:: TASK DETAILS ::
Please output exactly the part of the records below that opens with the line containing "Issue #1818, opened 2026-06-09" and closes with the line containing "you help here?", both lines included, and nothing else.

(Stored data entries)
*** Block opens ***
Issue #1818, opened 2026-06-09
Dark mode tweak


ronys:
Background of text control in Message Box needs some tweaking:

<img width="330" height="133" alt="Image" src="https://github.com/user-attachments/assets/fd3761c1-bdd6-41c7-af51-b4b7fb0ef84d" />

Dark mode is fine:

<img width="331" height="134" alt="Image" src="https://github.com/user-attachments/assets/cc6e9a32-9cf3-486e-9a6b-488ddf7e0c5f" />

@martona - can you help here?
*** Block closes ***
*** Block opens ***
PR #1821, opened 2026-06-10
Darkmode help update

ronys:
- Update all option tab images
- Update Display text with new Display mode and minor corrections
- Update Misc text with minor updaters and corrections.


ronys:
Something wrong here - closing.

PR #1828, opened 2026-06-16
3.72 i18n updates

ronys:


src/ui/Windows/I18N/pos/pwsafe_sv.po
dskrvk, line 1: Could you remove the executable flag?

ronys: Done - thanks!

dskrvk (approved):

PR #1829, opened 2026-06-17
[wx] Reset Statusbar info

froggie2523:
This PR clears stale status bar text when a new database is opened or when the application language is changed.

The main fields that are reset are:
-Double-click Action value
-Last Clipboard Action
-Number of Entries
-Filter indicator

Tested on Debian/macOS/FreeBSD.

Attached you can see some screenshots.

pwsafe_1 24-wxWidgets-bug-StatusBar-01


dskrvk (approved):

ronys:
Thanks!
*** Block closes ***
*** Block opens ***
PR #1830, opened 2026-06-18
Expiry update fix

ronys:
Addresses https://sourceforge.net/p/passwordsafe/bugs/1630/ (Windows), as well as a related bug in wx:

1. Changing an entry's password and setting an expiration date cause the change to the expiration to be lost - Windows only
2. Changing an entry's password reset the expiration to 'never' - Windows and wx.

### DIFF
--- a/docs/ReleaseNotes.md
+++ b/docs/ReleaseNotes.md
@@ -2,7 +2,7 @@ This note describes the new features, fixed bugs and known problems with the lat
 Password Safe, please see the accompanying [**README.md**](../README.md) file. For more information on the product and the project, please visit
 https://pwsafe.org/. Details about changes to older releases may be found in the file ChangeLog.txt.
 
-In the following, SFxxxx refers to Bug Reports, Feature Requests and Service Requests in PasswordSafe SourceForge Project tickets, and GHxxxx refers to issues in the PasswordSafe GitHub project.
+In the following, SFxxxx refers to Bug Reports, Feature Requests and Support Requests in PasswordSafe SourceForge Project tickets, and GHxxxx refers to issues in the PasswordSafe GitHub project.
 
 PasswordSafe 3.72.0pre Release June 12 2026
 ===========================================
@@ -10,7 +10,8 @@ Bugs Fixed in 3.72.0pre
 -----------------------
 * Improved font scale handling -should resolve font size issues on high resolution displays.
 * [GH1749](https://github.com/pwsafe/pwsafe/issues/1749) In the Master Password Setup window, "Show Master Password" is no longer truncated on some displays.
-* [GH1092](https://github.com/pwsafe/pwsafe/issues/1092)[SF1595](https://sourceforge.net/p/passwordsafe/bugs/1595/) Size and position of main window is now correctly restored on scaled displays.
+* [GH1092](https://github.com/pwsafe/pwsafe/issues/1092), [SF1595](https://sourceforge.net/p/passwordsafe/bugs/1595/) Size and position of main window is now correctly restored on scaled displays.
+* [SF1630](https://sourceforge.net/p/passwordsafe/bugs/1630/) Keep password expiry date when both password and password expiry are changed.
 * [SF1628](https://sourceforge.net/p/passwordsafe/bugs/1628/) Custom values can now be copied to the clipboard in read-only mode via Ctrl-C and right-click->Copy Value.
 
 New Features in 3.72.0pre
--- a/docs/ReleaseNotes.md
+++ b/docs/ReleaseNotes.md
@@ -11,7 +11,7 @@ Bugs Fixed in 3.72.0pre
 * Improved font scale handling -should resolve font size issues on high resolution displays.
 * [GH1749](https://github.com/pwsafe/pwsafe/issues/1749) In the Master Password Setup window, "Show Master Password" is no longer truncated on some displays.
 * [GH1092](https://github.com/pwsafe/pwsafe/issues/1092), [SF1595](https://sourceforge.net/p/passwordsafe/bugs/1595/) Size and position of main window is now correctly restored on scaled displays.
*** Block closes ***
:: RESPONSE BOX ::
Issue #1818, opened 2026-06-09
Dark mode tweak


ronys:
Background of text control in Message Box needs some tweaking:

<img width="330" height="133" alt="Image" src="https://github.com/user-attachments/assets/fd3761c1-bdd6-41c7-af51-b4b7fb0ef84d" />

Dark mode is fine:

<img width="331" height="134" alt="Image" src="https://github.com/user-attachments/assets/cc6e9a32-9cf3-486e-9a6b-488ddf7e0c5f" />

@martona - can you help here?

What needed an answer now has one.